===== Data for review

PR #10, opened 2018-10-09
SimpLL: Fixed comparing kzalloc instructions - now comparing

lenticularis39:
structure types by names instead of comparing allocated memory size by
the raw value.
(Currently ignores kzalloc flags.)

Note: I don't have a test case yet, because all cases in the spreadsheet have another difference beside the allocation function inaccuracy.

### DIFF
--- a/diffkemp/simpll/DifferentialFunctionComparator.cpp
+++ b/diffkemp/simpll/DifferentialFunctionComparator.cpp
@@ -142,11 +142,9 @@ int DifferentialFunctionComparator::cmpAttrs(const AttributeList L,
 /// of the composite type is different
 int DifferentialFunctionComparator::cmpOperations(
     const Instruction *L, const Instruction *R, bool &needToCmpOperands) const {
-    int Result = FunctionComparator::cmpOperations(L, R, needToCmpOperands);
-
     // Check whether the instruction is a CallInst calling the function kzalloc.
     if (!isa<CallInst>(L) || !isa<CallInst>(R))
-        return Result;
+        return FunctionComparator::cmpOperations(L, R, needToCmpOperands);
 
     const CallInst *CL = dyn_cast<CallInst>(L);
     const CallInst *CR = dyn_cast<CallInst>(R);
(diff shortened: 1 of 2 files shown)


diffkemp/simpll/DifferentialFunctionComparator.cpp
```diff
@@ -137,3 +137,64 @@ int DifferentialFunctionComparator::cmpAttrs(const AttributeList L,
     }
     return FunctionComparator::cmpAttrs(LNew, RNew);
 }
+
+/// Handle comparing of memory allocation function in cases where the size
+/// of the composite type is different
+int DifferentialFunctionComparator::cmpOperations(
+    const Instruction *L, const Instruction *R, bool &needToCmpOperands) const {
+    int Result = FunctionComparator::cmpOperations(L, R, needToCmpOperands);
```
viktormalik: Wouldn't it make sense to run the original cmpOperations at the end of this function? Now, it is run every time, even when its result is not used.

diffkemp/simpll/DifferentialFunctionComparator.h
```diff
@@ -31,7 +31,10 @@ class DifferentialFunctionComparator : public FunctionComparator {
                                    const Function *F2,
                                    GlobalNumberState *GN,
                                    const DebugInfo *DI)
-            : FunctionComparator(F1, F2, GN), DI(DI) {};
+            : FunctionComparator(F1, F2, GN), DI(DI) {
+        LayoutL = new DataLayout(F1->getParent());
+        LayoutR = new DataLayout(F2->getParent());
```
viktormalik: Why allocating new DataLayout when you can get it directly from the module (F1->getParent()->getDataLayout())? This code would cause a memory leak because you do not free the memory anywhere.

diffkemp/simpll/DifferentialFunctionComparator.h
```diff
@@ -42,9 +45,15 @@ class DifferentialFunctionComparator : public FunctionComparator {
...
     int cmpAttrs(const AttributeList L, const AttributeList R) const override;
+    /// Handle comparing of memory allocation function in cases where the size
+    /// of the composite type is different
+    int cmpOperations(const Instruction *L, const Instruction *R,
+                    bool &needToCmpOperands) const override;
 
   private:
     const DebugInfo *DI;
+
+    DataLayout *LayoutL, *LayoutR;
```
viktormalik: I think it would be better to use a reference (DataLayout &) and to get the data layout from the module directly (see the note above).

diffkemp/simpll/DifferentialFunctionComparator.h
```diff
@@ -42,9 +45,15 @@ class DifferentialFunctionComparator : public FunctionComparator {
     /// Specific comparison of attribute lists.
     /// Attributes that do not affect the semantics of functions are removed.
     int cmpAttrs(const AttributeList L, const AttributeList R) const override;
+    /// Handle comparing of memory allocation function in cases where the size
+    /// of the composite type is different
+    int cmpOperations(const Instruction *L, const Instruction *R,
+                    bool &needToCmpOperands) const override;
```
viktormalik: Fix alignment.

==========

**Exercise:** Once more, print every line of the material exactly.

**Reply:**
PR #10, opened 2018-10-09
SimpLL: Fixed comparing kzalloc instructions - now comparing

lenticularis39:
structure types by names instead of comparing allocated memory size by
the raw value.
(Currently ignores kzalloc flags.)

Note: I don't have a test case yet, because all cases in the spreadsheet have another difference beside the allocation function inaccuracy.

### DIFF
--- a/diffkemp/simpll/DifferentialFunctionComparator.cpp
+++ b/diffkemp/simpll/DifferentialFunctionComparator.cpp
@@ -142,11 +142,9 @@ int DifferentialFunctionComparator::cmpAttrs(const AttributeList L,
 /// of the composite type is different
 int DifferentialFunctionComparator::cmpOperations(
     const Instruction *L, const Instruction *R, bool &needToCmpOperands) const {
-    int Result = FunctionComparator::cmpOperations(L, R, needToCmpOperands);
-
     // Check whether the instruction is a CallInst calling the function kzalloc.
     if (!isa<CallInst>(L) || !isa<CallInst>(R))
-        return Result;
+        return FunctionComparator::cmpOperations(L, R, needToCmpOperands);
 
     const CallInst *CL = dyn_cast<CallInst>(L);
     const CallInst *CR = dyn_cast<CallInst>(R);
(diff shortened: 1 of 2 files shown)


diffkemp/simpll/DifferentialFunctionComparator.cpp
```diff
@@ -137,3 +137,64 @@ int DifferentialFunctionComparator::cmpAttrs(const AttributeList L,
     }
     return FunctionComparator::cmpAttrs(LNew, RNew);
 }
+
+/// Handle comparing of memory allocation function in cases where the size
+/// of the composite type is different
+int DifferentialFunctionComparator::cmpOperations(
+    const Instruction *L, const Instruction *R, bool &needToCmpOperands) const {
+    int Result = FunctionComparator::cmpOperations(L, R, needToCmpOperands);
```
viktormalik: Wouldn't it make sense to run the original cmpOperations at the end of this function? Now, it is run every time, even when its result is not used.

diffkemp/simpll/DifferentialFunctionComparator.h
```diff
@@ -31,7 +31,10 @@ class DifferentialFunctionComparator : public FunctionComparator {
                                    const Function *F2,
                                    GlobalNumberState *GN,
                                    const DebugInfo *DI)
-            : FunctionComparator(F1, F2, GN), DI(DI) {};
+            : FunctionComparator(F1, F2, GN), DI(DI) {
+        LayoutL = new DataLayout(F1->getParent());
+        LayoutR = new DataLayout(F2->getParent());
```
viktormalik: Why allocating new DataLayout when you can get it directly from the module (F1->getParent()->getDataLayout())? This code would cause a memory leak because you do not free the memory anywhere.

diffkemp/simpll/DifferentialFunctionComparator.h
```diff
@@ -42,9 +45,15 @@ class DifferentialFunctionComparator : public FunctionComparator {
...
     int cmpAttrs(const AttributeList L, const AttributeList R) const override;
+    /// Handle comparing of memory allocation function in cases where the size
+    /// of the composite type is different
+    int cmpOperations(const Instruction *L, const Instruction *R,
+                    bool &needToCmpOperands) const override;
 
   private:
     const DebugInfo *DI;
+
+    DataLayout *LayoutL, *LayoutR;
```
viktormalik: I think it would be better to use a reference (DataLayout &) and to get the data layout from the module directly (see the note above).

diffkemp/simpll/DifferentialFunctionComparator.h
```diff
@@ -42,9 +45,15 @@ class DifferentialFunctionComparator : public FunctionComparator {
     /// Specific comparison of attribute lists.
     /// Attributes that do not affect the semantics of functions are removed.
     int cmpAttrs(const AttributeList L, const AttributeList R) const override;
+    /// Handle comparing of memory allocation function in cases where the size
+    /// of the composite type is different
+    int cmpOperations(const Instruction *L, const Instruction *R,
+                    bool &needToCmpOperands) const override;
```
viktormalik: Fix alignment.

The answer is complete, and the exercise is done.